▶ **AIM OF THE EXERCISE**: Repeat the data exactly, please.

....

Issue #324, opened 2022-03-10
feat: "Only Mine" Global Toggle


anrusina:
### Motivation: Why do you think this is important?

Currently users have no way to filter execution lists by only their executions.  To fix this we will add an "Only Mine" toggle in Main Application Bar

### Goal: What should the final outcome look like, ideally?

All lists that have filters will check the state of the "Only Mine" filter.  Additionally, all lists will include a subtext that indicates they are showing results filtered by "Only Mine" as a tag.  Clicking to close that tag will also set the toggle button to disabled state.

By default toggle button will enable "Only me" view for all sections. User will be able to update toggle setting to include only views they are interested in.

### Are you sure this issue hasn't been raised already?

- [X] Yes

### Have you read the Code of Conduct?

- [X] Yes

anrusina:
Additional info for our criteria after conversation with [Eugene](https://github.com/eugenejahn):
The “The user selections are the source of truth” criteria, refers to an additional toggle we currently have in executions list (Project Dashboard and Workflow ->individual pages) - for **only my executions.** We will have two points to control only my visibility for “Executions”:
- Upper “Only my” toggle
- Checkbox on the page.

They will merge statuses in next manner:

1. When you enter the page CheckBox status should read value from Toggle settings, show it and apply it (as it does currently) to the query
2. If you are updating the CheckBox status by clicking on it -> it will NOT update toggle selection (Main point of truth) but will start apply new filter to the query on the page. It means that if you leave this page and than redirect back - checkbox status will be again read from toggle

anrusina:
'Only my launch form' need to be replaced with 'Only my launch plans'
It will be connected in two places:

- one in LaunchWorkflow -> Launch plan dropdown
- in Launch plan list page -> After it would be implemented #298

anrusina:
@pmahindrakar-oss 
We need confirmation if next APIs can be filtered by user id (ideally with sample of API call), and if not - is it possible to do at all (missing API):
[List of workflows](https://demo.nuclyde.io/api/v1/named_entities/2/flytesnacks/development?filters=eq(state,0)&token=&limit=4)  - looks like it’s not supported. Also looks like this one also returns one less item then specified in limit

....

▶ **REPLY TO THE EXERCISE**:
Issue #324, opened 2022-03-10
feat: "Only Mine" Global Toggle


anrusina:
### Motivation: Why do you think this is important?

Currently users have no way to filter execution lists by only their executions.  To fix this we will add an "Only Mine" toggle in Main Application Bar

### Goal: What should the final outcome look like, ideally?

All lists that have filters will check the state of the "Only Mine" filter.  Additionally, all lists will include a subtext that indicates they are showing results filtered by "Only Mine" as a tag.  Clicking to close that tag will also set the toggle button to disabled state.

By default toggle button will enable "Only me" view for all sections. User will be able to update toggle setting to include only views they are interested in.

### Are you sure this issue hasn't been raised already?

- [X] Yes

### Have you read the Code of Conduct?

- [X] Yes

anrusina:
Additional info for our criteria after conversation with [Eugene](https://github.com/eugenejahn):
The “The user selections are the source of truth” criteria, refers to an additional toggle we currently have in executions list (Project Dashboard and Workflow ->individual pages) - for **only my executions.** We will have two points to control only my visibility for “Executions”:
- Upper “Only my” toggle
- Checkbox on the page.

They will merge statuses in next manner:

1. When you enter the page CheckBox status should read value from Toggle settings, show it and apply it (as it does currently) to the query
2. If you are updating the CheckBox status by clicking on it -> it will NOT update toggle selection (Main point of truth) but will start apply new filter to the query on the page. It means that if you leave this page and than redirect back - checkbox status will be again read from toggle

anrusina:
'Only my launch form' need to be replaced with 'Only my launch plans'
It will be connected in two places:

- one in LaunchWorkflow -> Launch plan dropdown
- in Launch plan list page -> After it would be implemented #298

anrusina:
@pmahindrakar-oss 
We need confirmation if next APIs can be filtered by user id (ideally with sample of API call), and if not - is it possible to do at all (missing API):
[List of workflows](https://demo.nuclyde.io/api/v1/named_entities/2/flytesnacks/development?filters=eq(state,0)&token=&limit=4)  - looks like it’s not supported. Also looks like this one also returns one less item then specified in limit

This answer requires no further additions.